El idealismo de aquellos años no tan lejanos del antifranquismo, de la construcción de nuestro autogobierno, ha ido cediendo terreno ante la arrolladora y aplacadora pasión materialista. Hace tiempo que se instaló entre nosotros el tanto tengo tanto valgo; el seas quien seas, coge lo que puedas; da igual qué.

Esa cultura conformista vino de la mano del control tecnológico. Si la televisión nos llevó a un pensamiento entontecido, las redes digitales nos han conducido a un pensamiento embrutecido y a la despreocupación, a un vivir sin dar cuentas a nadie, sean los padres, la pareja o el resto de la sociedad.

Nuestra vida social es una perpetua agonía otoñal, cada vez más vacía la copa de la vida, y nuestra vida personal, una lacrimosa primavera con ansias de reverdecer, pero sin suficiente lluvia. Pero no debemos caer en el pesimismo pues la tela aparentemente prieta y homogénea de la vida es de hecho muy elástica.
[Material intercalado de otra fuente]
Issue #318, opened 2026-08-03
connections: OAuth state signing key falls back to a shipped literal when unconfigured


oxoxDev:
## Summary

The signing key for the OAuth `state` nonce has a default value baked into the source. When its environment variable is unset — which is the state of any host that has not been explicitly configured — every `state` is signed with a value that is public, identical across all such deployments, and present in the repository.

The nonce is what binds an in-flight authorization to one company, one provider and an expiry, and the callback verifies it before exchanging the code. With a known key that verification confirms only that the value is well-formed, not that we issued it.

## Why it matters

The `state` check is the flow's CSRF defence. Its purpose is to ensure the callback we handle belongs to a handshake we started. If the key is knowable, a `state` can be constructed rather than obtained, and the check stops distinguishing the two.

This is a configuration-hardening gap rather than a defect in the verification logic — the signing and decoding are fine, and a properly configured host is unaffected. What is wrong is the failure mode: an unconfigured host silently degrades to a weaker guarantee instead of refusing to operate.

## Suggested direction

Fail closed rather than falling back:

- With the variable unset, refuse to start the OAuth flow and say why, instead of signing with a default. Connections are already read-only without the feature configured, so a clear refusal is consistent with how the surface already behaves.
- Alternatively, derive a per-installation value at first boot and persist it, so a self-hosted operator gets a unique key without extra setup. Either is acceptable; the shared literal is not.
- Whichever is chosen, add a test asserting that no signing occurs with the fallback value.

## Notes

Found while working on #300 and deliberately kept out of that PR — it is unrelated to the redirect handling and did not belong in a change about onboarding.

Scope: **small**.

## Related

- #300 — OAuth redirect handling in the same module
- #316 — connection ownership and account rules

PR #347, opened 2026-08-04
fix(platform-auth): authenticate every tenant token before trusting it (#322)

### LINKED ISSUE #322: platform auth: the offline verifier accepts unsigned caller-supplied claims
## Summary

The default platform-token verifier parses an unsigned, caller-supplied payload directly into platform claims. A request carrying a hand-constructed bearer of that shape is accepted as a platform principal, with whatever tenant, scopes and company allow-list the caller wrote into it.

This is the verifier the default build ships. The signature-checking implementation exists, but it is constructed only in test code, and CI never exercises it: the lane that compiles the relevant feature set is check-only and never runs the tests.

## Where it is

`StaticPlatformVerifier` has two arms. One is an exact-match shared secret — genuinely authenticated, since it is authenticated by *knowledge of the secret*. The other decodes an `oc_tenant.<base64url(json)>` bearer straight into claims with no authentication at all. The file describes that second arm as insecure in its own comment.

The downstream gates are sound — the platform scope gates provision/pause/resume/suspend/archive, and address authorization plus the company allow-list are enforced on top. The machine-versus-human split is type-enforced: claim resolution can never return a user principal. **The gates are fine; the input they trust is not.**

## Direction — settled, don't re-litigate

1. **The exact-match shared-secret arm stays in production.** It is the same pattern the control plane itself uses for its admin token, and it is the only machine-credential flow anything actually uses today.
2. **The unsigned `oc_tenant.` arm is removed from production entirely** and survives only as a test-constructed type. Not a `cfg(test)` branch *inside* `verify` — that would make the production rejection unobservable to unit tests, since the test build would still accept unsigned tokens. Separate **types**.
3. **Tenant-scoped machine tokens in production become signed JWTs.**
4. **The signing feature joins the default feature set.**

Rejected: a loud env opt-in. There are **zero** production consumers of unsigned tenant tokens — the control plane injects no platform credential at all, and nothing in the repo, the superproject, the frontend, the e2e harness, the scripts or the docs mints a token of that shape. An off-switch for authentication would preserve a footgun nobody needs, which is the classic bypass-flag band-aid this repo bans.

Rejected: full deletion of the codec. The offline encoder is what lets the scope / allow-list / ownership suites run without signing machinery, and those suites should keep passing **unchanged**.

## The CI half is part of the fix, not a footnote

Because cargo features are additive, moving the signing feature into the default set makes **both** existing test lanes execute the JWT tests. No new CI lane is needed.

**Prove the gate by commit ordering.** Push the feature-widening commit *plus* the new regression tests **alone**, first. That run must go **red** — demonstrating both that the lane now executes those tests and that the bug is real. Only then push the fix. Do not fake a break, and do not claim the gate works without showing it failing. Flag the deliberate red in the PR body so a reviewer reads it as the proof rather than as breakage.

## Fail closed, loudly

A host with a signing secret set but the feature absent must **refuse to boot** with a named message — the same precedent the storage backend already sets, where selected-but-unavailable aborts rather than silently falling back. Print a boot line naming the active mode (shared-secret / jwt / both). Mode only — **never** secret material.

There must be no configuration state that fails open: no credential → 401; unsigned tenant bearer → 401; signing secret on a feature-less build → refuses to boot; wrong secret → 401.

## Key handling

The signing secret has **no shipped literal and no fallback** — unset means the path does not exist. Do not introduce a default; that is the shape of the separate #318 problem and it must not be recreated here.

Note this issue is *not* that shape — the platform token has no baked default either. Its flaw is an unauthenticated **parse**, which is worse in kind.

**Never print, paste or commit a real secret** in a commit, a PR body, a doc or an issue comment. Docs use placeholders.

## Known collision

**PR #325 (issue #315) touches the same startup wiring.** Whichever lands second needs a small rebase. Check before starting.

## Acceptance

- [ ] A hand-constructed unsigned tenant bearer is rejected with 401 by the shipped default build
- [ ] The exact-secret flow still works verbatim
- [ ] Signed tenant tokens verify, and expired or tampered ones are refused
- [ ] A signing secret set without the feature refuses to boot with a message naming the cause
- [ ] The existing scope / allow-list / ownership suites pass with only construction-line changes
- [ ] The regression test demonstrably ran red before the fix
- [ ] Boot logs name the auth mode and never the secret

## Two limits to state rather than fix

- **The signing is symmetric** — a workload that can verify could also mint. Acceptable while the trust boundary is a single workload; asymmetric keys via the control plane's issuer are the follow-up. Do not widen this PR into that.
- **A token with no expiry currently never expires**, because the verifier clears its required-claims set. Leave as-is and name it as a follow-up; changing it is a separate policy decision.

## PR framing

Neutral, per repo convention: describe the behaviour change plainly. **No** "vulnerability", "exploit", "CVE" or "GHSA" language in commit messages or the PR body.

## Gates

`cargo fmt --all -- --check`; `cargo clippy --locked --no-deps --features openhuman,tinycortex --all-targets -- -D warnings`; `cargo test --locked --features openhuman,tinycortex --lib`; `cargo check --locked --all-features --all-targets`; plus plain `cargo test --locked` — that is the lane whose behaviour this changes.

Ships as a standalone PR: it changes what a default build accepts, so it wants its own review.

M3gA-Mind:
## Summary

Closes #322.

`StaticPlatformVerifier` had two arms. The exact-match shared secret is genuinely authenticated — by knowledge of the secret. The other decoded an `oc_tenant.<base64url(json)>` bearer straight into `PlatformClaims`, so a caller who knew nothing could hand-build a bearer that resolved to whatever tenant, scopes and company allow-list they wrote into it. The downstream gates were sound — the platform scope gates provision/pause/resume/suspend/archive, address authorization and the allow-list are enforced on top, and claim resolution is type-prevented from returning a user principal. The gates were fine; the input they trusted was not.

**What changes**

1. **The shared-secret arm stays in production**, verbatim. It is the same pattern the control plane uses for its own admin token, and it is the only machine-credential flow anything uses today.
2. **The unsigned arm is removed from production entirely.** It survives only as `UnsignedTenantVerifier`, a `cfg(test)` type. A separate **type**, not a `cfg(test)` branch inside `verify` — a branch there would make the production rejection unobservable to unit tests, since the test build would still accept unsigned tokens. The offline encoder is what lets the scope / allow-list / ownership suites run without signing machinery, so those suites keep their coverage with construction-line changes only.
3. **Tenant-scoped machine tokens in production are signed JWTs.** `platform_auth::configure` selects the verifiers from the environment; both credentials may be set, and a bearer accepted by either is accepted.
4. **`platform-jwt` joins the default feature set** — see the CI section below.

**Fail closed, loudly.** No configuration state fails open: no credential → `401`; an unsigned tenant bearer → `401`; a wrong secret → `401`; a signing secret on a build compiled without `platform-jwt` **refuses to boot** with a message naming the variable and the missing feature, rather than degrading to the weaker check — the same precedent the storage backend sets, where selected-but-unavailable aborts instead of silently falling back. Boot prints the active mode (`platform auth: shared-secret | jwt | both`). Mode only, never secret material.

**Key handling.** `OPENCOMPANY_PLATFORM_JWT_SECRET` has no shipped literal and no fallback — unset means the path does not exist. Deliberately not the shape of #318; no default is introduced.

## Deliberate red run — please read this as the proof, not as breakage

The CI half is part of the fix. Because `platform-jwt` was opt-in and no lane enabled it, the signed verifier's tests were compiled by the check-only `cargo check --locked --all-features --all-targets` step and **run by nothing**. Cargo features are additive, so moving `platform-jwt` into the default set makes *both* existing test lanes execute them. No new lane is needed.

The two commits are ordered so the gate proves itself:

- **`be77d63`** — the feature widening plus the new regression tests, **alone**. This run is **red**, on `hand_constructed_tenant_bearer_is_refused`. That single failure demonstrates both that the widened lane really executes these tests and that the bug was real. Nothing was faked to produce it.
- **`0e2a94e`** — the fix. Green.

Run for the red commit: https://github.com/M3gA-Mind/opencompany/actions/runs/30906312125

**Read the `Rust` job, not the run badge.** The run as a whole is labelled *cancelled*, because the follow-up push landed while `Rust (openhuman, tinycortex)` was still building and CI cancels in-progress runs on the same ref. The `Rust` job itself ran to completion and concluded `failure`:

```
6. Format: success
7. Clippy: success
8. Test:   failure

thread 'server::platform_auth::test::hand_constructed_tenant_bearer_is_refused' panicked at
  src/server/platform_auth.rs:468:9
test result: FAILED. 1177 passed; 1 failed; 1 ignored
```

Two things are visible there. `Format` and `Clippy` pass, so the red is the assertion and not a compile or lint error. And in the same run:

```
test server::platform_auth::test::jwt_verifier_round_trips_signed_claims ... ok
test server::platform_auth::test::jwt_verifier_refuses_an_expired_token ... ok
test server::platform_auth::test::jwt_verifier_refuses_a_tampered_payload ... ok
```

`jwt_verifier_round_trips_signed_claims` already existed on `main` and previously ran in **no lane at all**. Seeing it execute is the CI-hole half of the proof; seeing `hand_constructed_tenant_bearer_is_refused` fail is the bug half. The gated lane runs the same tests, so cancelling it costs no evidence.

## API Or Behavior Changes

**A default build no longer accepts an `oc_tenant.<base64url(json)>` bearer.** Any caller sending one now gets `401`. There are zero production consumers of this shape — the control plane injects no platform credential at all, and nothing in this repo, the superproject, the frontend, the e2e harness, the scripts or the docs mints a token of that shape — so this is expected to be a no-op in practice. A loud env opt-in was considered and rejected: an off-switch for authentication preserves a footgun nobody needs.

Public API on `server::platform_auth`:

- Removed: `StaticPlatformVerifier::TENANT_PREFIX`, `StaticPlatformVerifier::tenant_token`.
- Added: `configure`, `PlatformAuthMode`, `PLATFORM_TOKEN_ENV`, `PLATFORM_JWT_SECRET_ENV`.
- `JwtPlatformVerifier` is unchanged but now compiled by the default build.

New environment variable `OPENCOMPANY_PLATFORM_JWT_SECRET` (HS256, tenant-scoped tokens). `OPENCOMPANY_PLATFORM_TOKEN` is unchanged in meaning.

Default features change from `["oauth"]` to `["oauth", "platform-jwt"]`, adding one pure dependency (`jsonwebtoken`) already present in `Cargo.lock`. `Cargo.lock` is untouched.

**Two limits stated rather than fixed**, both documented in the module header and `docs/spec/runtime/config.md`:

- The signing is **symmetric** — a workload that can verify could also mint. Acceptable while the trust boundary is a single workload; asymmetric keys via the control plane's issuer are the follow-up. Deliberately not widened into this PR.
- A token with **no `exp` never expires**, because the verifier clears its required-claims set. Left as-is; changing it is a separate policy decision.

## Tests

New tests in `src/server/platform_auth.rs`:

| Test | Asserts |
| --- | --- |
| `hand_constructed_tenant_bearer_is_refused` | The regression test. Builds the bearer literally from the wire shape — no helper, no shared constant — and asserts the shipped verifier rejects it |
| `jwt_verifier_refuses_an_expired_token` | A past `exp` is refused |
| `jwt_verifier_refuses_a_tampered_payload` | Claims rewritten to grant `platform`, original signature kept, refused |
| `no_credential_configures_no_platform_auth` | Neither variable set → no machine credential. A blank value is unset, not an empty accepted bearer |
| `shared_secret_alone_configures_shared_secret_mode` | Exact secret works verbatim; anything else `401`s |
| `signing_secret_alone_configures_jwt_mode` | Signed token verifies; the shared-secret arm is not silently wired |
| `both_secrets_accept_either_credential` | Either credential is accepted; an unsigned or unknown bearer still is not |
| `signing_secret_without_the_feature_refuses_to_boot` | Boot aborts, the message names the variable and the missing feature, and does **not** contain the secret |
| `auth_mode_names_are_stable` | The boot line's mode names |
| `unsigned_codec_round_trips_for_the_gate_suites` | The `cfg(test)` codec the gate suites depend on |

`signing_secret_without_the_feature_refuses_to_boot` reaches the refusal through a private `configure_with(.., jwt_available: bool)` seam, so the fail-closed path stays observable on a build that *has* the feature. A build without the feature reaches the identical error through `jwt_verifier`.

The scope / allow-list / ownership suites in `src/server/provision/test.rs` (4 sites) and `src/server/ops/write_test.rs` (9 sites) pass unchanged apart from swapping the verifier they construct. `src/server/users/auth_test.rs` is untouched — it only ever used the exact secret, which still works verbatim.

Nothing was run locally: this machine prohibits the full local build matrix, and `cargo fmt --all` cannot run in this clone at all because `vendor/openhuman` is not initialized. `rustfmt --edition 2024 --check` was run directly on the four changed Rust files and is clean. Everything else is verified in CI.

## Documentation

- `docs/spec/runtime/config.md` — both platform variables added to the environment table, plus a new **"How a platform bearer is authenticated"** section under Authentication: the two credential shapes, the boot line, the full no-fail-open matrix, and the two stated limits. Placeholders only; no secret material.
- `src/server/platform_auth.rs` module header rewritten to describe what a shipped build accepts, why the test-only codec is a separate type, and the two limits.
- `Cargo.toml` — the `default` feature comment records why `platform-jwt` ships and which CI blind spot that closes.

## Summary by CodeRabbit

* **New Features**
  * JWT authentication is now enabled by default for platform verification.
  * Added flexible platform authentication with shared bearer tokens, JWTs, or both simultaneously.
  * Added configuration options: `OPENCOMPANY_PLATFORM_TOKEN` and `OPENCOMPANY_PLATFORM_JWT_SECRET`.

* **Bug Fixes**
  * Invalid authentication configurations now prevent startup with clear diagnostics.
  * Authentication failures consistently return `401 Unauthorized`.
  * Improved protection against unsigned, tampered, and expired JWTs.

### DIFF
--- a/Cargo.toml
+++ b/Cargo.toml
@@ -218,7 +218,17 @@ rand_core = { version = "0.6", default-features = false, features = ["getrandom"
 # (`github`, `telegram`, `medulla`, …) also depend on, so the default build
 # gains no new heavy native dependency. The read-only status route
 # (`ops::connections_read`) is un-gated and available regardless.
-default = ["oauth"]
+#
+# `platform-jwt` ships in the standard build because it is the *only* way a
+# shipped build can accept a tenant-scoped machine credential: the platform
+# verifier authenticates a bearer either by knowledge of the shared secret or by
+# an HS256 signature, and nothing else. Leaving it optional made the signed path
+# a build-time opt-in, and — because cargo features are additive and no CI lane
+# enabled it — its tests were compiled by the check-only `--all-features` step
+# and *run* by nothing. Moving it into the default set makes both `cargo test`
+# lanes execute them, which is why this needs no new CI lane. It costs one pure
+# dependency (`jsonwebtoken`), already in `Cargo.lock`.
+default = ["oauth", "platform-jwt"]
 tiny = ["tinyagents"]
 # WS4: embed `vendor/openhuman` (`openhuman_core`) directly as the tenant agent
 # harness via `AgentBuilder`. `src/harness/` compiles only under this feature;
--- a/docs/spec/runtime/config.md
+++ b/docs/spec/runtime/config.md
@@ -99,6 +99,8 @@ layer set it, and what is missing for each optional capability.
 | `OPENCOMPANY_MAIL_USERNAME` / `_PASSWORD` | — | SMTP auth. Redacted from `Debug` and never logged |
 | `OPENCOMPANY_MAIL_FROM_NAME` | — | Display name on the `From` header |
 | `OPENCOMPANY_CORS_ORIGINS` | — (CORS off) | Comma-separated exact origins allowed to send the session cookie cross-origin, e.g. `http://localhost:5173`. `*` is refused: a wildcard is illegal with credentials |
+| `OPENCOMPANY_PLATFORM_TOKEN` | — (no machine credential) | The shared platform secret. A bearer equal to it is the `tenant:platform` principal, with the `platform` scope |
+| `OPENCOMPANY_PLATFORM_JWT_SECRET` | — (signed tenant tokens not accepted) | HS256 secret that signs tenant-scoped machine tokens. No shipped literal and no fallback: unset means the path does not exist. Set on a build without `platform-jwt` (in the default feature set) and the host **refuses to boot** |
 
 ### Outbound mail
 
@@ -155,6 +157,33 @@ whole story, and HTTP provisioning is unavailable by construction (load
 companies with `serve --company <dir>`). A company with no admin in its
 manifest's `[users]` cannot be reached until one is listed — that is the
 bootstrap, and it is deliberate.
+
+#### How a platform bearer is authenticated
+
+Exactly two shapes, selected by the two environment variables above:
+
+- **Shared platform secret** (`OPENCOMPANY_PLATFORM_TOKEN`) — an exact match.
+  Authenticated by knowledge of the secret, the same pattern the control plane
+  uses for its own admin token. Grants the single `tenant:platform` principal.
+- **Signed tenant token** (`OPENCOMPANY_PLATFORM_JWT_SECRET`) — HS256 over the
+  `tenant` / `scopes` / `companies` claims, `exp` honored when present. This is
+  how a tenant-scoped machine token is issued.
+
+Both may be set; a bearer accepted by either is accepted. Boot prints the active
+mode (`platform auth: shared-secret | jwt | both`) and never the secret.
+
+No state fails open. No credential means every machine route answers `401`; an
+unauthenticated bearer of any shape is `401`; a wrong secret is `401`; and a
+signing secret on a build compiled without `platform-jwt` aborts boot with a
+message naming the variable and the missing feature rather than degrading to a
+weaker check.
+
+Two limits worth naming. The signing is **symmetric**, so a workload that can
+verify a token could also mint one — acceptable while the trust boundary is a
+single workload; asymmetric keys via the control plane's issuer are the
+follow-up. And a signed token carrying **no `exp` never expires**, because the
+verifier clears its required-claims set; tightening that is a separate policy
+decision.
 
 ### What changed, and why it mattered
 
--- a/src/bin/opencompany.rs
+++ b/src/bin/opencompany.rs
@@ -882,19 +882,24 @@ async fn main() -> Result<()> {
                 state = state.with_memory_overlay(overlay);
                 println!("memory backend: {:?}", storage_settings.memory_backend);
             }
-            // Platform (multi-tenant) auth: a shared platform token enables the
-            // provisioning/lifecycle surface. Without it the prosumer operator
-            // path stays in force. Real signed JWT is `platform-jwt`.
-            if let Some(token) = std::env::var("OPENCOMPANY_PLATFORM_TOKEN")
-                .ok()
-                .filter(|v| !v.trim().is_empty())
+            // Platform (multi-tenant) auth: either credential enables the
+            // provisioning/lifecycle surface. Without both the prosumer operator
+            // path stays in force. A signing secret this build cannot verify
+            // aborts boot here rather than silently degrading — same precedent
+            // as a selected-but-unavailable storage backend above.
             {
                 use opencompany::server::platform_auth::{
-                    PlatformAuthConfig, StaticPlatformVerifier,
+                    PLATFORM_JWT_SECRET_ENV, PLATFORM_TOKEN_ENV, configure,
                 };
-                state = state.with_platform_auth(PlatformAuthConfig::new(Arc::new(
-                    StaticPlatformVerifier::new(token),
-                )));
+                if let Some((platform_auth, mode)) = configure(
+                    std::env::var(PLATFORM_TOKEN_ENV).ok(),
+                    std::env::var(PLATFORM_JWT_SECRET_ENV).ok(),
+                )? {
+                    state = state.with_platform_auth(platform_auth);
+                    // The mode only — never the secret, or anything derived
+                    // from it.
+                    println!("platform auth: {mode}");
+                }
             }
             // Outbound webhooks: a URL wires the HTTP sink under `webhooks`;
             // without the feature the request is warned and dropped.
--- a/src/server/ops/write_test.rs
+++ b/src/server/ops/write_test.rs
@@ -887,13 +887,13 @@ async fn memory_operator_fact_is_injected_into_the_agent_turn() {
 #[tokio::test]
 async fn memory_is_isolated_between_companies() {
     use crate::server::platform_auth::{
-        PlatformAuthConfig, PlatformClaims, StaticPlatformVerifier,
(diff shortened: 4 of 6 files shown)


M3gA-Mind:
@coderabbitai review

M3gA-Mind:
@coderabbitai review

M3gA-Mind:
@coderabbitai review

M3gA-Mind:
@coderabbitai review

M3gA-Mind:
Pushed `8055cf7` addressing the review comment on `src/server/platform_auth.rs`.

Adds `jwt_verifier_refuses_an_unsigned_token` beside the existing expired/tampered tests, under `#[cfg(feature = "platform-jwt")]`. The token is assembled literally from the wire shape — `base64url({"alg":"none","typ":"JWT"}).base64url(claims).` with an empty signature — so nothing in the test picks the algorithm on its behalf.

It carries no `exp` and no registered claims, so the assertion does not lean on expiry or on `required_spec_claims`; the only thing left to reject it is the `Validation::new(Algorithm::HS256)` pin. A second assertion signs the *same* claims over HS256 and expects success, which is the control: it rules out the payload as the reason for the first rejection.

No other change in the push.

En este momento los sufridos ucranianos están macerando, encurtiendo, fermentando, pasteurizando, salando el contenido de huertos y jardines para afrontar un durísimo invierno donde la nieve y los misiles caerán por igual del cielo. Son pobres por causa de una guerra de invasión y por tanto injusta y pertenecen a la doble condición de población de riesgo económico y vital, estando a punto de la exclusión social y existencial. Cuando su pan se quede seco y el nuestro empiece a escasear, la creciente indiferencia de la opinión pública europea ante la guerra se convertirá en urgente necesidad de “buscar una salida negociada”, que pase por reconocer como hecho consumado algunas de las conquistas territoriales de Putin. Y en ese momento volveré a pensar en lo incierto de la bienaventuranza bíblica: “Bienaventurados los mansos porque ellos heredarán (poseerán) la tierra”.

La guerra nos ha traído la recesión económica donde nuevamente calan sus redes los pescadores de altura, aquellos que están en una posición dominante pues tiene una oferta controlada y la demanda cautiva; son las compañías financieras, energéticas y petroleras, los estancos del siglo XXI, adonde tenemos que acudir si o sí por tabaco o sellos. Con una diferencia, el estanco era monopolio del estado, las energéticas son oligopolio de manos privadas que prefieren atragantarse a tener la boca llena.

Cabalgan sobre el sufrimiento de las clases más desfavorecidas, una explotación de beneficios que hasta el Banco Central Europeo trata de reconducir, que empobrece a las clases medias y reduce a la indigencia a las familias más humildes.

Cóctel fatal

Es el canto de sirena que transforma el poder económico en un fin en sí mismo y que se traslada a la política donde la democracia, en Estados Unidos, Italia, Polonia, Francia, Reino Unido comienza a dar señales de desquiciamiento.

Pobreza de las clases medias con miseria de los más humildes es el cóctel fatal que lleva a la insensibilización moral, a la sumisión y al neofascismo. La Biblia nos da consuelo. Cristo, acusado de aceptar la invitación en casa de Zaqueo: “Se ha hospedado en casa de un rico pecador”. Dijo: “Él también es hijo de Abraham. Porque el Hijo del Hombre ha venido a salvar lo que estaba perdido”. Ese nuevo multimillonario que se acuña cada treinta horas ¿se considera un perdido necesitado de redención? Me atrevo a dudarlo, porque sabe que de no mantenerse en el beneficio constante su destino es el de aquel otro multimillonario a quien reemplazó cuando cayó en la ruina. Es la rueda fuera de control del capitalismo salvaje, la que ignora las enseñanzas de Pablo: “Ahora permanecen estas tres cosas: la fe, la esperanza y la caridad; pero la más excelente es la caridad” (Corintios 13,13).

Pero nada en los libros se corresponde con el mundo que nos rodeaba. Las mejores intenciones son como soplar una vela mientras el bosque arde. Comparto el desconsuelo del poeta Reiner Maria Rilke quien en su poemario Herbstagg (Días de Otoño) escribía: “Quien ahora no tenga casa, ya no se construirá ninguna / Quien ahora esté solo, se quedará así por mucho tiempo / y deambulará intranquilo por las alamedas / cuando broten las hojas.”

Hasta que broten esas hojas adiós a la esperanza, y con la esperanza adiós al miedo de esas pocas manos que sin ningún tipo de control condicionan nuestras vidas, aquí y en Ucrania.